== Collected data entries ==
>>

PR #185, opened 2016-12-28
[Sagas] Caitie/file saga log

CaitieM20:
Create a file based saga log.  This is to enable testing of SagaRecovery, currently InMemorySaga does not survive beyond process restart.  File Based SagaLog will be durable beyond process restart , but not beyond machine failure. 

Added CorruptedSagaLog as a Fatal Error.  This should not happen in production unless we did something really wrong (made a breaking change), but allows us to easily detect via test cases if our parsing and reading of the SagaLog files works correctly.

### DIFF
--- a/saga/sagalog.go
+++ b/saga/sagalog.go
@@ -42,16 +42,18 @@ type SagaLog interface {
 // that the data stored in the sagalog for a specified saga
 // is corrupted and unrecoverable.
 type CorruptedSagaLogError struct {
-	s string
+	msg string
+	id  string
 }
 
 func (e CorruptedSagaLogError) Error() string {
-	return e.s
+	return fmt.Sprintf("SagaLog for %v has been corrupted, Error: %v", e.id, e.msg)
 }
 
 func NewCorruptedSagaLogError(sagaId string, msg string) error {
 	return CorruptedSagaLogError{
-		s: fmt.Sprintf("SagaLog for %v has been corrupted, Error: %v", sagaId, msg),
+		msg: msg,
+		id:  sagaId,
 	}
 }
 
--- a/saga/sagalog.go
+++ b/saga/sagalog.go
@@ -2,6 +2,10 @@ package saga
 
 //go:generate mockgen -source=sagalog.go -package=saga -destination=sagalog_mock.go
 
+import (
+	"fmt"
+)
+
 /*
  *  SagaLog Interface, Implemented
  */
@@ -32,6 +36,23 @@ type SagaLog interface {
 	 * Returns an error if it fails.
 	 */
 	GetActiveSagas() ([]string, error)
+}
+
+// CorruptedSagaLogError this is a critical error specifies
+// that the data stored in the sagalog for a specified saga
+// is corrupted and unrecoverable.
+type CorruptedSagaLogError struct {
+	s string
+}
+
+func (e CorruptedSagaLogError) Error() string {
+	return e.s
+}
+
+func NewCorruptedSagaLogError(sagaId string, msg string) error {
+	return CorruptedSagaLogError{
+		s: fmt.Sprintf("SagaLog for %v has been corrupted, Error: %v", sagaId, msg),
+	}
 }
 
 // InvalidRequestError should be returned by the SagaLog
--- a/saga/sagalogs/file_saga_log.go
+++ b/saga/sagalogs/file_saga_log.go
@@ -5,6 +5,7 @@ import (
 	"fmt"
 	"io/ioutil"
 	"os"
+	"path"
 	"time"
 
 	"github.com/scootdev/scoot/saga"
@@ -51,12 +52,8 @@ type fileSagaLog struct {
 // If the directory does not exist it will create it.
 func MakeFileSagaLog(dirName string) (*fileSagaLog, error) {
 
-	if _, err := os.Stat(dirName); err != nil {
-		if os.IsNotExist(err) {
-			os.Mkdir(dirName, os.ModePerm)
-		} else {
-			return nil, err
-		}
+	if err := os.MkdirAll(dirName, os.ModePerm); err != nil {
+		return nil, err
 	}
 
 	return &fileSagaLog{
@@ -67,12 +64,12 @@ func MakeFileSagaLog(dirName string) (*fileSagaLog, error) {
 // all files for a saga log are stored in a directory named
 // by the specified sagaId.
 func (log *fileSagaLog) getSagaDirectory(sagaId string) string {
-	return fmt.Sprintf("%v/%v", log.dirName, sagaId)
+	return path.Join(log.dirName, sagaId)
 }
 
 // Returns the name of the sagalog for the specified file.
 func (log *fileSagaLog) getSagaLogFileName(sagaId string) string {
-	return fmt.Sprintf("%v/%v", log.getSagaDirectory(sagaId), "log")
+	return path.Join(log.getSagaDirectory(sagaId), "log")
 }
 
 // Returns the name of the file to store task data in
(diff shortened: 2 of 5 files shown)


saga/sagalog.go
```diff
@@ -34,6 +38,23 @@ type SagaLog interface {
...
+type CorruptedSagaLogError struct {
+	s string
+}
+
+func (e CorruptedSagaLogError) Error() string {
+	return e.s
+}
+
+func NewCorruptedSagaLogError(sagaId string, msg string) error {
+	return CorruptedSagaLogError{
```
dbentley: Might just want to store sagaID and msg as fields in CorruptedSagaLogError, and then do the Sprintf in the call to Error(). This could make it easier to handle the data programatically?

saga/sagalogs/file_saga_log.go
```diff
@@ -0,0 +1,387 @@
...
+	dirName string
+}
+
+// Creates a FileSagaLog with files stored at the specified directory
+// If the directory does not exist it will create it.
+func MakeFileSagaLog(dirName string) (*fileSagaLog, error) {
+
+	if _, err := os.Stat(dirName); err != nil {
+		if os.IsNotExist(err) {
+			os.Mkdir(dirName, os.ModePerm)
```
dbentley: 1) os.MkdirAll lets you call it unconditionally
2) You should check if Mkdir returns an error

saga/sagalogs/file_saga_log.go
```diff
@@ -0,0 +1,387 @@
...
+
+	return &fileSagaLog{
+		dirName: dirName,
+	}, nil
+}
+
+// all files for a saga log are stored in a directory named
+// by the specified sagaId.
+func (log *fileSagaLog) getSagaDirectory(sagaId string) string {
+	return fmt.Sprintf("%v/%v", log.dirName, sagaId)
```
dbentley: import path, and then you get:

path.Join

saga/sagalogs/file_saga_log.go
```diff
@@ -0,0 +1,387 @@
...
+// This is a very dumb implementation currently just returns
+// a list of all sagas.  This can be improved with an index
+//
+func (log *fileSagaLog) GetActiveSagas() ([]string, error) {
+	files, err := ioutil.ReadDir(log.dirName)
+	if err != nil {
+		return nil, err
+	}
+
+	sagaIds := make([]string, len(files), len(files))
```
dbentley: You can use the two-arg form of make (the last arg is capacity, which is unneeded if you want size == capacity)

saga/sagalogs/file_saga_log_test.go
```diff
@@ -0,0 +1,162 @@
...
+	"fmt"
+	"os"
+	"reflect"
+	"testing"
+
+	"github.com/scootdev/scoot/saga"
+)
+
+func getDirName() string {
+	path, err := os.Getwd()
```
dbentley: github.com/scootdev/scoot/os/temp lets this go in a temp dir, which is nice to avoid spurious writes in our dev tree.

saga/sagalogs/file_saga_log_test.go
```diff
@@ -0,0 +1,162 @@
...
+
+	if !bytes.Equal(data, msgs[0].Data) {
+		t.Errorf("Expected Start Saga Message Data to be: %v, Actual: %v", data, msgs[0].Data)
+	}
+
+	if !isSagaInActiveList(sagaId, slog) {
+		t.Errorf("Expected Saga to be in active list")
+	}
+
+	testCleanup(t)
```
dbentley: Put these in a defer at the top to handle panics?

saga/sagalogs/file_saga_log.go
```diff
@@ -0,0 +1,387 @@
...
+	"bufio"
+	"fmt"
+	"io/ioutil"
+	"os"
+	"time"
+
+	"github.com/scootdev/scoot/saga"
+)
+
+// Writes Saga Log to file system.  Not durable beyond machine failure
```
JeanetteBruno: why not durable beyond machine failure?

saga/sagalogs/file_saga_log.go
```diff
@@ -0,0 +1,387 @@
...
+func (log *fileSagaLog) getSagaDirectory(sagaId string) string {
+	return fmt.Sprintf("%v/%v", log.dirName, sagaId)
+}
+
+// Returns the name of the sagalog for the specified file.
+func (log *fileSagaLog) getSagaLogFileName(sagaId string) string {
+	return fmt.Sprintf("%v/%v", log.getSagaDirectory(sagaId), "log")
+}
+
+// Returns the name of the file to store task data in
```
JeanetteBruno: Storing the SagaMessage.Data? (data for saga start, end, abort as well as task messages)  if so then comment should read 'store saga message data' .

saga/sagalogs/file_saga_log.go
```diff
@@ -0,0 +1,387 @@
...
+	return fmt.Sprintf(
+		"%v/StartSagaData_%v",
+		log.getSagaDirectory(sagaId),
+		time.Now().Format(time.StampNano),
+	)
+}
+
+// Log a Start Saga Message message to the log.
+// Returns an error if it fails.
+func (log *fileSagaLog) StartSaga(sagaId string, job []byte) error {
```
JeanetteBruno: can we call this LogSagaStart()?

saga/sagalogs/file_saga_log.go
```diff
@@ -0,0 +1,387 @@
...
+	"fmt"
+	"io/ioutil"
+	"os"
+	"time"
+
+	"github.com/scootdev/scoot/saga"
+)
+
+// Writes Saga Log to file system.  Not durable beyond machine failure
+// Sagas are stored in a directory.  Each saga has a corresponding directory
```
JeanetteBruno: would implementation be simpler if we  used json format for the log contents?  - avoid the formatting and parsing in the code below?

saga/sagalog.go
CaitieM20: yup your right probably more idiomatic, fixed

saga/sagalogs/file_saga_log.go
CaitieM20: awesome thanks didn't know about that trick!  yup missed checking the error fixed!

saga/sagalogs/file_saga_log.go
CaitieM20: done!

saga/sagalogs/file_saga_log_test.go
CaitieM20: yup, fixed!

saga/sagalogs/file_saga_log.go
CaitieM20: yup, fixed!

saga/sagalogs/file_saga_log_test.go
CaitieM20: done

saga/sagalogs/file_saga_log.go
CaitieM20: because if the hard drive fails, the file logs aren't replicated to another machine.  So they are lost forever.  

In our final solution using Manhattan, the log is replicated 3 times so it'll survive 2 machine failures

saga/sagalogs/file_saga_log.go
CaitieM20: Sagas are more generic than our application.  Hence why they have our own library.  This in theory could be reused, its a pattern / protocol for Distributed Task Coordination.  

The JobDefinition / JobState is our application specific semantics.  Currently we only use ForwardRecovery Sagas.  Its analogous to a DB Schema and Application specific code.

<<

== Work item ==
Extract every line above that contains the word "replicated".

== Problem solution ==
CaitieM20: because if the hard drive fails, the file logs aren't replicated to another machine.  So they are lost forever.  
In our final solution using Manhattan, the log is replicated 3 times so it'll survive 2 machine failures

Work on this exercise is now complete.